### Exercise requirements
The entries below contain a line with "The PR #5082 fixes this issue" and a line with "However, there's still". Quote exactly those two lines and all lines between them.
══════════
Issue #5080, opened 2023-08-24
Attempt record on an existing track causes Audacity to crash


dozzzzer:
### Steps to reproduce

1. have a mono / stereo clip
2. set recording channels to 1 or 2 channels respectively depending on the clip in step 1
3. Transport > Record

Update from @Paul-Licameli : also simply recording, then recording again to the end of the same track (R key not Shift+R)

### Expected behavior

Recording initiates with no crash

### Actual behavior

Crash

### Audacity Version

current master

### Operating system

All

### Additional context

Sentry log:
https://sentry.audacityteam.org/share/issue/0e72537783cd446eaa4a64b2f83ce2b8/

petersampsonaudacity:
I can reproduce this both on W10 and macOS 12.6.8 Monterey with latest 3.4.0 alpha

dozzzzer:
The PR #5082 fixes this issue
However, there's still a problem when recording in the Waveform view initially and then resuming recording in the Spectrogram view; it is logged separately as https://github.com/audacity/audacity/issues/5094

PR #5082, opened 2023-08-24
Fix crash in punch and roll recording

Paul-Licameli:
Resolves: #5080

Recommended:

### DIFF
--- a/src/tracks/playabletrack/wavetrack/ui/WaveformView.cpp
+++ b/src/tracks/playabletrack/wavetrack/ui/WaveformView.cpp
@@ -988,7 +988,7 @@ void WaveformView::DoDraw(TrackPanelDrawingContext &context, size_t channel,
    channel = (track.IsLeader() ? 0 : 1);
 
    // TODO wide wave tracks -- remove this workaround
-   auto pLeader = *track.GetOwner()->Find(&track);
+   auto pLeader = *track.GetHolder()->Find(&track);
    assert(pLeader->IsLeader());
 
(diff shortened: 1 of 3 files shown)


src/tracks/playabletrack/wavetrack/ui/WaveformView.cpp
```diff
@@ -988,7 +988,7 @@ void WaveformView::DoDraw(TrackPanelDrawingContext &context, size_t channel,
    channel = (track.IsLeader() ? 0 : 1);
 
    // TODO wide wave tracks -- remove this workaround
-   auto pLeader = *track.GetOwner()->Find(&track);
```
══════════
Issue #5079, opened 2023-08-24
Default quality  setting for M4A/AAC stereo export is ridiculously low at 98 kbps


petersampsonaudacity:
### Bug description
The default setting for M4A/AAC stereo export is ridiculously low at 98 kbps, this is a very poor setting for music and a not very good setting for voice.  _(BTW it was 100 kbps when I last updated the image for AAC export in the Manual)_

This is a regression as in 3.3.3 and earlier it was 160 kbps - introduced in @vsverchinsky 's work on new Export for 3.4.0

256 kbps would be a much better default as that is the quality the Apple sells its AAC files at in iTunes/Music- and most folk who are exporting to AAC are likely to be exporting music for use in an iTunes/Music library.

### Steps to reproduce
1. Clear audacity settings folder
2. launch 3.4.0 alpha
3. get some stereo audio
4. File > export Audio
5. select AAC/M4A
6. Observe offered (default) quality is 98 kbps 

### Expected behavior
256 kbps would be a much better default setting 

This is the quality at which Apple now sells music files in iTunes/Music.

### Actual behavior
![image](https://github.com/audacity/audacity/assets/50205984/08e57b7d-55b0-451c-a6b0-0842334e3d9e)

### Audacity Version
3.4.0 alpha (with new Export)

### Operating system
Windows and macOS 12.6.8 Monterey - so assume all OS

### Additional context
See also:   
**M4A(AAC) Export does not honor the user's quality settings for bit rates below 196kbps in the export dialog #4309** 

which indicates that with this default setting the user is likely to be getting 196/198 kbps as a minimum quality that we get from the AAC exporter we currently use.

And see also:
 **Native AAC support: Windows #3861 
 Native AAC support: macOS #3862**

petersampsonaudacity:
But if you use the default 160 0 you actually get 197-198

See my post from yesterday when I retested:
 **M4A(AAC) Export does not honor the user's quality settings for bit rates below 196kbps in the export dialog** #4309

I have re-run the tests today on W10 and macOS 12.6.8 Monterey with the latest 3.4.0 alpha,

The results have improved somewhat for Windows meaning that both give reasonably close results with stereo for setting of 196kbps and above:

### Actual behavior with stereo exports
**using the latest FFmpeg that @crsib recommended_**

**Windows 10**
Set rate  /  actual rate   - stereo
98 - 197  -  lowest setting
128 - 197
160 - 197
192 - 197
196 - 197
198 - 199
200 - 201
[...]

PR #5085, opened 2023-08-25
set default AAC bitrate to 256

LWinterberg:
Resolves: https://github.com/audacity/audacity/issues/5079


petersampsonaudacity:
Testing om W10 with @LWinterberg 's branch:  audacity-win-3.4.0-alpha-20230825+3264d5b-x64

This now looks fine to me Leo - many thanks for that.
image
══════════
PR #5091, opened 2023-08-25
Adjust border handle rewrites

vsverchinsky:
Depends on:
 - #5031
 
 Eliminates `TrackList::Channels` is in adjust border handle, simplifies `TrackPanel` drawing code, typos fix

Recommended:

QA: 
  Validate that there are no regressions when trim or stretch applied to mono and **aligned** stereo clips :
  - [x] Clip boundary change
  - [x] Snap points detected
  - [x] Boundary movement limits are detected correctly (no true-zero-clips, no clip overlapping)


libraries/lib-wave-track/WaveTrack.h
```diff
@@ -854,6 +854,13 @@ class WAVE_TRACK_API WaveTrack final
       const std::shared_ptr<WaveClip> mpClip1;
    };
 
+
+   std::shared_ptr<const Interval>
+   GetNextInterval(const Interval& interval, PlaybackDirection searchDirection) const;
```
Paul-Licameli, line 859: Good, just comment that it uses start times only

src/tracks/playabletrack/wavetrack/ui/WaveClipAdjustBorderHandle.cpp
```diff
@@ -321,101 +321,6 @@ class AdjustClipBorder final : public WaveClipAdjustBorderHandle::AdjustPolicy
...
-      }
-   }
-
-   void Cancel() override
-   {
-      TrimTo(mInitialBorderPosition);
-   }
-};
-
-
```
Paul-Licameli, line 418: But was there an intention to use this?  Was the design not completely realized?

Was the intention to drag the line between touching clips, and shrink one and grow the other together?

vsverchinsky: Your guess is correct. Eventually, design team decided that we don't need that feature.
══════════
### Exercise solution
The PR #5082 fixes this issue
However, there's still a problem when recording in the Waveform view initially and then resuming recording in the Spectrogram view; it is logged separately as https://github.com/audacity/audacity/issues/5094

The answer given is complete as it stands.